## Record excerpts
---*---
PR #3545, opened 2021-01-10
enhance extract_cmd functio to use 'cp -a' for shell scripts (.sh)

boegel:


easybuild/tools/filetools.py
```diff
@@ -153,6 +153,8 @@
     '.iso': "7z x %(filepath)s",
     # tar.Z: using compress (LZW), but can be handled with gzip so use 'z'
     '.tar.z': "tar xzf %(filepath)s",
+    # shell scripts don't need unpacked, just copy there
```
ocaisa, line 156:
```suggestion
    # shell scripts don't need to be unpacked, just copy there
```

ocaisa (changes requested):
LGTM apart from comment

test/framework/filetools.py
```diff
@@ -95,6 +95,7 @@ def test_extract_cmd(self):
             ('test.txz', "unxz test.txz --stdout | tar x"),
             ('test.iso', "7z x test.iso"),
             ('test.tar.Z', "tar xzf test.tar.Z"),
+            ('test.foo.bar.sh', "cp -a test.foo.bar.sh ."),
```
ocaisa, line 98: Is there any chance that we would run such a command? Because it would fail...
```
[EESSI pilot 2020.12] $ cp -a modulerc.lua .
cp: ‘modulerc.lua’ and ‘./modulerc.lua’ are the same file
```

boegel: Yes, this is required for https://github.com/easybuilders/easybuild-easyconfigs/pull/11982.

The generated extract command actually uses a template that is filled in with the full path to the source file (in the `sourcepath`), and is executed in the build directory.

So the actual command would actually look like "`cp -a /sources/t/test/test.foo.bar.sh .`" after a "`cd %(builddir)s`"

ocaisa: Yeah, that's what I thought, just wanted to be sure

ocaisa (approved):
LGTM

PR #3546, opened 2021-01-11
add support for specifying custom name to use when checking accepted EULA

boegel:
With this trivial enhancement for #3535, we can use a custom name to check for when calling `check_accepted_eula`.

This is useful in the context of the Intel oneAPI tools for example, so we can accept the EULA just once by including `Intel-oneAPI` in `--accept-eula`, rather than having to include separate entries for the compilers, MPI, MKL, etc.


ocaisa (approved):
LGTM

PR #3551, opened 2021-01-22
add create_unused_dir function to create a directory which does not yet exist

Flamefire:
This will append _%d until a new folder could be created.
If the base folder name does not exists, it is used directly, so the simple, most common case is the cleanest

Note that I didn't use our `mkdir` function to reduce the possibility of a race condition where the folder gets created between the check and the `os.mkdir` call. This solution pushes the burden to Python, which at least reduces the window for such an issue.

### DIFF
--- a/easybuild/tools/filetools.py
+++ b/easybuild/tools/filetools.py
@@ -1667,6 +1667,25 @@ def patch_perl_script_autoflush(path):
         write_file(path, newtxt)
 
 
+def set_gid_sticky_bits(path, set_gid=None, sticky=None, recursive=False):
+    """Set GID/sticky bits on specified path."""
+    if set_gid is None:
+        set_gid = build_option('set_gid_bit')
+    if sticky is None:
+        sticky = build_option('sticky_bit')
+
+    bits = 0
+    if set_gid:
+        bits |= stat.S_ISGID
+    if sticky:
+        bits |= stat.S_ISVTX
+    if bits:
+        try:
+            adjust_permissions(path, bits, add=True, relative=True, recursive=recursive, onlydirs=True)
+        except OSError as err:
+            raise EasyBuildError("Failed to set groud ID/sticky bit: %s", err)
+
+
 def mkdir(path, parents=False, set_gid=None, sticky=None):
     """
     Create a directory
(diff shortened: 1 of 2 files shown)


boegel:
@Flamefire What's the use case for this? Always good to know.

Also, I think it makes sense to re-use the existing `find_backup_name_candidate` function from `filetools` here, which already has logic to determine a new path (which was added in #2134)?

Flamefire:
This is for the build directories in meson, cmake, ... where for each build (iteration, extension, bundle component) a new, empty build dir is (usually) required. We had that on Slack where someone reported a failure and I wanted to get this function into framework instead of hacking it into meson only

As for `find_backup_name_candidate`: I think it makes sense for that function to use the proposed function here (in a follow-up I'd say) as that has 2 issues: First it might be slow, as a sleep is used instead of simply adding a number and second it is unsafe: A file/folder with that name might be created in the meantime. The function here is as safe as possible.

And finally: I'd like to have a simple folder name, e.g. `build` in the regular case, not something timestamped. This is especially important for the use case where ECs/builds rely on previous builds/iterations or for debugability: A bundle of 3 components will have component 1 in `build`, component 2 in `build_1`, component 3 in `build_2`, ...
It might also matter to keep the pathnames short to avoid failures due to long paths

easybuild/tools/filetools.py
```diff
@@ -2473,3 +2473,43 @@ def copy_framework_files(paths, target_dir):
...
+    Create a new folder in parent_folder using name as the name.
+    When a folder of that name already exists, '_0' is appended which is retried for increasing numbers until
+    an unused name was found
+    """
+    if not os.path.isabs(parent_folder):
+        parent_folder = os.path.abspath(parent_folder)
+
+    start_path = os.path.join(parent_folder, name)
+    number = None
+    while True:
```
boegel, line 2489: This `while True` makes me a bit nervous...

How about giving up after say 1000 attempts? So use `for _ in range(1000):` rather than `while True`?

test/framework/filetools.py
```diff
@@ -2888,6 +2888,24 @@ def test_locate_files(self):
         error_pattern = r"One or more files not found: 2\.txt \(search paths: \)"
         self.assertErrorRegex(EasyBuildError, error_pattern, ft.locate_files, ['2.txt'], [])
 
+    def test_create_unused_dir(self):
```
boegel, line 2891: missing docstring

test/framework/filetools.py
```diff
@@ -2888,6 +2888,24 @@ def test_locate_files(self):
...
+            self.assertEqual(path, os.path.join(self.test_prefix, 'folder_%s' % i))
+            self.assertTrue(os.path.exists(path))
+        # Not influenced by similar folder
+        path = ft.create_unused_dir(self.test_prefix, 'folder2')
+        self.assertEqual(path, os.path.join(self.test_prefix, 'folder2'))
+        self.assertTrue(os.path.exists(path))
+        for i in range(10):
+            path = ft.create_unused_dir(self.test_prefix, 'folder2')
+            self.assertEqual(path, os.path.join(self.test_prefix, 'folder2_%s' % i))
+            self.assertTrue(os.path.exists(path))
```
boegel, line 2907: Also check handling of errors when trying to create the directory, for example by calling `create_unused_dir` in a read-only directory?

Also, what happens if `path` point to an already existing *file*?

boegel (changes requested):

test/framework/filetools.py
Flamefire: Hm, I don't think any of the docstrings here is useful, but added for consistency

test/framework/filetools.py
Flamefire: Done.
> Also, what happens if path point to an already existing file?

No different than if it was a directory. Added a test for that

easybuild/tools/filetools.py
Flamefire: Ok, done

boegel (approved):

PR #3553, opened 2021-01-27
Avoid no-op changes to $LD_* environment variables in ModulesTool

Flamefire:
LD_ENV_VAR_KEYS variables are set and restore prior and after running any module command. Often they don't have any change leading to many messages like:
> INFO Environment variable LD_LIBRARY_PATH set to <long value> (previous value: '<same value>')

This just clutters the log without any benefit.
This change skips such messages and changes


boegel (approved):
lgtm

PR #3555, opened 2021-01-29
Performance improvements for easyconfig parsing and eb startup

Flamefire:
With cProfile I identified 2 hotspots:
 - TEMPLATE_SOFTWARE_VERSIONS resolving was inefficient duplicating lot's of work
 - the `Toolchain.get_module_version` raises `EasyBuildError` which is a particularly expensive exception due to stack tracing, logging, ... There is a seemingly prominent case where failure is expected. Hence I added a param so None is returned instead
The other function could be changed too, but it is not required or useful (yet).

My Python also complained about a leaked handle in `run` which might become a problem when it is called often (which we do) leading to anything from nothing over slowdown to crash.


boegel (approved):
Thoroughly reviewed, lgtm.

Also tested this a bit in the wild, didn't run into any surprises, so going in.

Thanks a lot @Flamefire, this probably took quite a bit of time to figure out...

PR #3557, opened 2021-02-02
avoid running expensive 'module use' command when using Lmod as modules tool, update $MODULEPATH directly instead

Flamefire:
I discovered an issue: The priority.
There are 2 problems:
- module use foo won't put foo to the front if any other path has a (big) priority
- We have a function `prepend_module_path` with an optional priority. Hence if we don't pass a priority then this function will not "prepend" the path

@boegel 
> First bullet is not a problem, that's just how module use works?
> Second one: yeah, if we really want to be sure, we should give it a (very) high priority, or at least detect that we need to do so.

It is a problem if I replace module use by setting MODULEPATH because that would yield a different behavior. I currently check if any priority is in use and fallback to module use instead
We use the priority in `load_fake_module`, but I guess we should not. The problem is: It doesn't tell what is intended. In `prepend_module_path` we could (hard, but possible) check current priorities and choose a higher one. Who knows that the 10000 we currently use isn't in use already or a user used 10001?
hence I'd deprecate the priority argument

### DIFF
--- a/easybuild/tools/modules.py
+++ b/easybuild/tools/modules.py
@@ -1428,7 +1428,20 @@ class Lmod(ModulesTool):
         if priority:
             self.run_module(['use', '--priority', str(priority), path])
         else:
-            self.run_module(['use', path])
+            # LMod allows modifying MODULEPATH directly. So do that to avoid the costly module use
+            # unless priorities are in use already
+            if os.environ.get('__LMOD_Priority_MODULEPATH'):
+                self.run_module(['use', path])
+            else:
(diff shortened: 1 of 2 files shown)


boegel (approved):
lgtm

Flamefire:
Follow up issue for the unadressed points: https://github.com/easybuilders/easybuild-framework/issues/3631
BTW: As you added tests for `module unuse` I think we should add the same handling for the `unuse` function: If no priority in effect, simply remove it.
---*---
## What the exercise asks
Report every line containing the word "created" from the listing above.

## Response box
This will append _%d until a new folder could be created.
Note that I didn't use our `mkdir` function to reduce the possibility of a race condition where the folder gets created between the check and the `os.mkdir` call. This solution pushes the burden to Python, which at least reduces the window for such an issue.
As for `find_backup_name_candidate`: I think it makes sense for that function to use the proposed function here (in a follow-up I'd say) as that has 2 issues: First it might be slow, as a sleep is used instead of simply adding a number and second it is unsafe: A file/folder with that name might be created in the meantime. The function here is as safe as possible.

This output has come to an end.